Why doesn't the ternary syntax work in this situation?

Question 1

That code cause a syntax error because the ruby interpreter don't know, where the arguments for return keyword has end up, the correct example is:

def prime? n
   (2...n).each {|num| n % num == 0 ? ( return false ) : true }
end

Here is the next isn't really required just use boolean logic:

def primes max
   primes_arr = []
   (2...max).map { |num| prime?(num) && primes_arr << num }
   primes_arr
end

If we do some optimization, we can do:

def prime? n
   (2...n).all? {|num| n % num != 0 }
end

def primes max
   (2...max).select {|num| prime?(num) }
end

Next level of optimization shell be this:

def primes max
   (2...max).select {|num| (2...num).all? {|num1| num % num1 != 0 } }
end
primes 7
# => [2, 3, 5]

Question 2

Adding parenthesis to explicitly state the way Ruby is interpreting what you have:

(2...n).each { |num| (n % num == 0 ? return false) : true }

We can verify this in that we get the same error message with and without the parenthesis:

SyntaxError: (eval):2: syntax error, unexpected keyword_false, expecting ':'

You can solve this by giving explicit parenthesis to force Ruby to interpret it how you want:

(2...n).each { |num| n % num == 0 ? (return false) : true }

Or you can only return false when the case is met (as you have in your question).
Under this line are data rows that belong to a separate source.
PR #1084, opened 2019-03-23
emugl: rebuild generated sources only when needed

mikma:
Some improvements to the build system which for example allows you to rerun make after a successful build without causing rebuild of the generated sources and libraries and programs that use them.


morphis:
LGTM, thanks!

PR #1086, opened 2019-03-24
Vpn fixes

mikma:
This branch contains fixes that are required for (almost) working VPN. The android.img also needs to be recreated with the modified scripts/anbox-init.sh, otherwise you need to manually run the following script on each boot.

```
#!/bin/sh

if [ -e "/dev/tun" ] ; then
	chown system:vpn /dev/tun
	chmod 0660 /dev/tun
fi
```

There is still one known issue, VpnService.protect() doesn't work yet. It means you won't be able to use a VPN service if the remote VPN gateway is covered by the VPN routes. I.e. you can't use a VPN service which inserts a default route.

### DIFF
--- a/scripts/anbox-init.sh
+++ b/scripts/anbox-init.sh
@@ -25,6 +25,11 @@ function prepare_filesystem() {
 		chown system:system /dev/$f
 		chmod 0666 /dev/$f
 	done
+
+	if [ -e "/dev/tun" ] ; then
+		chown system:vpn /dev/tun
+		chmod 0660 /dev/tun
+	fi
 }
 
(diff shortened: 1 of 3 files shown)


hotkopi:
> There is still one known issue, VpnService.protect() doesn't work yet. It means you won't be able to use a VPN service if the remote VPN gateway is covered by the VPN routes. I.e. you can't use a VPN service which inserts a default route.

Could you help explain more on the VpnService.protect() issue?

Does that mean those VPNs that provide anonymity won't work (since they require setting up default route)? Any quick/ manual fix possible to resolve the issue?

Thanks!

PR #1106, opened 2019-04-18
do not use constants for glFormat and glType

p-an:
Hi,
I am not absolutely sure about this, but the constants cause discrapancies in buffer sizes, which makes osmand (https://f-droid.org/en/packages/net.osmand.plus/) crash at start. With this change osmand runs correctly.

Pavel


morphis:
LGTM, thanks!

PR #1123, opened 2019-04-29
use GREATER and EQUAL instead of GREATER_EQUAL

salvprest:
GREATER_EQUAL require cmake 3.7 but I think that our cmake target is lower, on ubuntu 16.04 we have cmake 3.5.1
the automatic builds of the newer commits on snapcraft are failing for this reason i believe


morphis:
LGTM, thanks!

PR #1137, opened 2019-05-11
repair build on GCC 8.3.0

Logout22:
Use pre-defined macros to fill the systemd structures,
whose uninitialized field might otherwise
cause undefined behavior, as stated in the systemd header.

### DIFF
--- a/src/anbox/dbus/sd_bus_helpers.h
+++ b/src/anbox/dbus/sd_bus_helpers.h
@@ -27,91 +27,53 @@ namespace sdbus {
 namespace vtable {
 constexpr sd_bus_vtable start(uint64_t flags)
 {
-  sd_bus_vtable v{};
-  v.type = _SD_BUS_VTABLE_START;
-  v.flags = flags;
-  v.x.start = decltype(v.x.start){sizeof(sd_bus_vtable)};
-
-  return v;
+  return SD_BUS_VTABLE_START(flags);
 }
 
 constexpr sd_bus_vtable end() {
-  sd_bus_vtable v{};
-  v.type = _SD_BUS_VTABLE_END;
-
-  return v;
+  return SD_BUS_VTABLE_END;
 }
 
 constexpr sd_bus_vtable method_o(const char* member, const char* signature,
                                  const char* result,
                                  sd_bus_message_handler_t handler, size_t offset,
                                  uint64_t flags) {
-  sd_bus_vtable v{};
-  v.type = _SD_BUS_VTABLE_METHOD;
-  v.flags = flags;
-  v.x.method = decltype(v.x.method){member, signature, result, handler, offset};
-
-  return v;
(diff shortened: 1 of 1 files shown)


src/anbox/dbus/sd_bus_helpers.h
```diff
@@ -27,46 +27,28 @@ namespace sdbus {
...
-  sd_bus_vtable v{};
-  v.type = _SD_BUS_VTABLE_SIGNAL;
-  v.flags = flags;
-  v.x.signal = decltype(v.x.signal){member, signature};
-
-  return v;
+  return sd_bus_vtable SD_BUS_SIGNAL(member, signature, flags);
 }
 
 constexpr sd_bus_vtable property(const char* member, const char* signature,
```
razvancrainea: The same thing should be done for the `property` methods too; even if it works for now, it might break in the future.

Logout22: Sure. I just was not certain if you would like my fix or if it would get a green build.

razvancrainea: Well, I am not a maintainer, I've just hit the same bug and when I was about to submit a PR, I saw yours, and I thought it's worth the hint :).

Logout22: It is, thank you! I finished the fix accordingly.

morphis:
@Logout22 Sadly this breaks the snap build which still used the gcc version 5.3 from Ubuntu 16.04. Can you rework this to work with 5.3 too?

Logout22:
@morphis That will not be so easy. The problem is, as I just found out, that I am using the dbus initializers wrong. According to https://stackoverflow.com/a/25362712 , their syntax is not allowed in C++. So, as I cannot change the old system headers even if they would allow me (which is unlikely), I only have two options:

I can move the helpers' implementation into a C file and refer to them as external C functions in sd_bus_helpers.h, which would void the benefits of a constexpr. If the helpers are not on the critical path this may not be so bad, and I actually favour this solution as it avoids code duplication and ensures compatibility with the C++ standard and thereby other C++ compilers, e.g. clang.

Alternatively, I could put a C++-compatible copy of the sd_bus_vtable initializers into a separate file that I only include if the compiler version is too low. I would only go this way if the helpers are critical to anbox' performance. I do not like the idea of duplicating code in general, let alone code from system headers that may change for good reasons, normally without the application developer knowing or caring. Also, it would require more tedious work to implement.

Please tell me which solution you prefer, and I may eventually start to implement that one.

Thanks for raising awareness!

morphis:
@Logout22 Thanks for the detailed overview! I would like to go with option 1. Is that fine for you?

Logout22:
@morphis Oh, I just realized I forgot to answer. That was very impolite. Sorry!

Yes, of course, the pull request is open ( #1209 ). Thanks for your support!

PR #1201, opened 2019-07-22
Revert "repair build on GCC 8.3.0"

morphis:
Reverts anbox/anbox#1137

Breaks with gcc 5.3 on Ubuntu 16.04 which is our primary delivery channel via snaps.


morphis:
@Logout22 FYI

Or, better yet, use any? instead:

(2...n).any? { |num| n % num != 0 }

Question 3

Here's a proper usage of ternary operator (no operator at all :) )

def prime? n
  !(2...n).any? {|num| n % num == 0 }
  # or
  # (2...n).all? {|num| n % num != 0 }
end

(1..10).each do |x|
  puts "prime?(#{x}) \# => #{prime?(x)}"
end
# >> prime?(1) # => true
# >> prime?(2) # => true
# >> prime?(3) # => true
# >> prime?(4) # => false
# >> prime?(5) # => true
# >> prime?(6) # => false
# >> prime?(7) # => true
# >> prime?(8) # => false
# >> prime?(9) # => false
# >> prime?(10) # => false